Baker Hughes / Waygate Technologies (formerly GE / Krautkramer) USM 100 — Review, Specs & Alternatives
The Waygate USM 100 is the modern touchscreen successor in the Krautkramer conventional UT line, positioned head-to-head against the Olympus EPOCH 650. Where the EPOCH 650 inherits 2014-era menu-tree UX, the USM 100 brings a 7-inch capacitive touchscreen, gesture-based controls, and a markedly steeper modernization of the workflow — closer to using a tablet than a 1990s flaw detector. Spec sheet is comparable: 0.2-26 MHz pulser, EN 12668-1 compliant, ASME V Article 4 ready, AWS D1.1 software, IP67 ruggedization. Where the USM 100 wins: UI speed for new techs and modern data connectivity. Where it loses: smaller US installed base and slightly thinner third-party probe ecosystem than the Olympus / Evident world [1].

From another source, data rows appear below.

PR #28908, opened 2026-07-13
fix(oauth): audience field + clearer DCR error for MCP static OAuth

adrsimon:
## Description

Two small follow-ups from unblocking a customer on tasks#9540 (Static OAuth against an audience-scoped Auth0 tenant):

1. Adds an optional `resource`/`audience` field to the MCP static OAuth setup form. Some OAuth servers issue audience-scoped tokens (RFC 8707) and reject requests that omit this parameter; the backend already supports passing it through `extraConfig`, it just wasn't exposed in the form.
2. When discovering OAuth metadata for a remote MCP server, skip the dynamic client registration attempt if the server doesn't advertise a `registration_endpoint` at all, and return a clearer message pointing at Static OAuth instead of the generic "failed to register client" error (which reads as a bug rather than an expected limitation).

## Tests

Typecheck passes on the changed files. Not manually tested end-to-end against a real audience-scoped OAuth server.

## Risk

Low 

## Deploy Plan

Standard deploy, no migration or ordering concerns.

### DIFF
--- a/front/lib/resources/remote_mcp_servers_resource.ts
+++ b/front/lib/resources/remote_mcp_servers_resource.ts
@@ -527,21 +527,6 @@ export class RemoteMCPServerResource extends BaseResource<RemoteMCPServerModel> 
       }
     }
 
-    // Some authorization servers only support pre-registered (static) clients and don't
-    // advertise a registration endpoint at all. Attempting DCR in that case always fails and
-    // the resulting error is misleading (it looks like a failed registration attempt rather
-    // than "this server doesn't support automatic setup").
-    if (!metadata.registration_endpoint) {
-      return new Err(
-        new DustError(
-          "internal_error",
-          "This server does not support automatic OAuth setup (no dynamic client " +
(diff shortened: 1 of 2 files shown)


front/lib/resources/remote_mcp_servers_resource.ts
```diff
@@ -527,6 +527,21 @@ export class RemoteMCPServerResource extends BaseResource<RemoteMCPServerModel>
       }
     }
 
+    // Some authorization servers only support pre-registered (static) clients and don't
+    // advertise a registration endpoint at all. Attempting DCR in that case always fails and
+    // the resulting error is misleading (it looks like a failed registration attempt rather
+    // than "this server doesn't support automatic setup").
+    if (!metadata.registration_endpoint) {
```
aubin-tchoi: it always fails when `registration_endpoint` is not defined? if we want to be safe we could also do this check after it fails, when rewriting the error

aubin-tchoi (approved):
LGTM

PR #28913, opened 2026-07-13
Batch update seat types in past

tdraier:
## Description

One-off admin script to correct a batch of memberships onto a target seat type, backdated to a manual effective date, and push the corrected seat counts to Metronome as of that same date (rather than only from now on).

Usage:
```
npx tsx scripts/backdate_membership_seat_types_from_csv.ts \
  --wId <workspaceSId> --csvPath <path-to-csv-with-email-column> \
  --seatType <target> --effectiveDate <ISO date> [--execute]
```

Dry-run by default (omit `--execute`).

## Tests

Manual dry-run against the affected workspace to confirm the resolved user list and current→target seat types before executing.

## Risk

Backdating only works if the affected billing period hasn't been invoiced/finalized in Metronome yet — confirmed this is the case for the target workspace. Script writes membership seat type immediately (no scheduling) and reconciles per-user credit state after the Metronome sync; failures during reconcile are logged but non-fatal.

### DIFF
--- a/front/lib/metronome/seats.ts
+++ b/front/lib/metronome/seats.ts
@@ -1330,6 +1330,7 @@ export async function syncSeatCount({
   startingAt,
   contract,
   assumeEmptySeats,
+  carryConsumptionAcrossStartingAt = false,
 }: {
   metronomeCustomerId: string;
   contractId: string;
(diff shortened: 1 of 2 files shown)


tdraier:

- #28913 ◀

PR #28916, opened 2026-07-13
[front] enh: explain knowledge tags in the skills prompt

aubin-tchoi:
## Description

Agents can find `<knowledge ... />` tags in enabled skill instructions, and sometimes fail to understand exactly how they can leverage them.
Example [here](https://langfuse.dust.tt/project/cmi4ft2qm00061707q4a9azyc/traces?filter=metadata%3BstringObject%3BconversationId%3B%3D%3BE9IA4IBFCQ&peek=83b989b195435612e0a30e06673bb625&timestamp=2026-07-13T13%3A02%3A31.727Z) where the agent runs a semantic search instead of directly reading the file.

This PR adds guidance explaining that the data can be read with the skill-attached `cat` tool using the tag `id` as `nodeId`, and that `list` or `semantic_search` can explore nodes with children.

## Tests

- Updated existing tests.

## Risk

- Low. Prompt-only change.
- Will burst the cache.

## Deploy Plan

- Deploy front.

### DIFF
--- a/front/lib/api/assistant/generation.test.ts
+++ b/front/lib/api/assistant/generation.test.ts
@@ -518,7 +518,10 @@ describe("constructPromptMultiActions - system prompt stability", () => {
       '`<knowledge id="..." title="..." ... />` tags, which point to specific workspace knowledge attached to the skill'
     );
     expect(text).toContain(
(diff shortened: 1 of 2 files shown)


flvndvd (approved):
LGTM

PR #28926, opened 2026-07-13
[LLM] Add gpt-5.6 sol/terra/luna support

pmilliotte:
## Description

Add support for the gpt-5.6 sol/terra/luna models (openai responses API, EU + global regions) across the model_constructors and dust stream layers, bumping the openai SDK to 6.46 to pick up the new response types.

## Tests

Added endpoint tests for all six model constructor stream endpoints; existing suite passes.

## Risk

Low.

## Deploy Plan

- Deploy `main` on `front`


adrsimon (commented):
LGTM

Specs at a glance — Baker Hughes / Waygate Technologies (formerly GE / Krautkramer) USM 100
Waygate USM 100 — key specs (Baker Hughes datasheet, 2023) [1]
| Parameter | Value |
|---|---|
| Frequency range (pulser) | 0.2 – 26 MHz (–3 dB) |
| Pulser type | Square wave, 50/200/400 V |
| Pulse repetition frequency | 15 – 2000 Hz |
| Gain range | 0 – 110 dB (0.1 / 0.2 / 0.5 / 1.0 / 2.0 / 6.0 dB steps) |
| Display | 7 in (178 mm) capacitive touchscreen, 800 × 480 transflective |
| Weight | 1.5 kg (3.3 lb) |
| Dimensions | 226 × 159 × 56 mm |
| IP rating | IP67 |
| Battery life | ~9 hr typical (Li-ion, hot-swap) |
| Operating temperature | –10 °C to +55 °C |
| Storage | 32 GB internal + SD card |
| Connectivity | WiFi, Ethernet, USB, HDMI |
| Compliance | EN 12668-1, ASTM E317, ASTM E164, AWS D1.1 |
| Curve types | DAC, TCG, DGS/AVG, up to 8 stored |
What this is good for
Buyer matches use case to capability:
- Inspection contractors modernizing fleets and prioritizing operator UX and data connectivity over installed-base familiarity.
- Power generation and nuclear inspection where Waygate has deeper historical relationships and certifications.
- Bench-shop fab inspection where the 7-inch screen and modern UI win productivity over the EPOCH 650 menu tree.
- Refinery turnarounds standardizing on a Baker Hughes / Waygate vendor ecosystem (Mentor UT, USM 100, etc.).
Where it falls short
Honest tradeoffs:
- Phased-array, TOFD, or encoded scanning — single-channel conventional UT only.
- Rope-access and rigging work where 1.5 kg is still too heavy — use the USM Go+ (0.9 kg) instead.
- Shops standardized on Olympus/Evident — mixing OEMs adds training and spares cost.
- Sub-zero outdoor work where the touchscreen response with thick gloves matters.
Pros
- 7-inch touchscreen with gesture control — closest thing to "using a tablet for UT" in the conventional category. New techs onboard in ~4 hours vs ~8 hr on EPOCH 650.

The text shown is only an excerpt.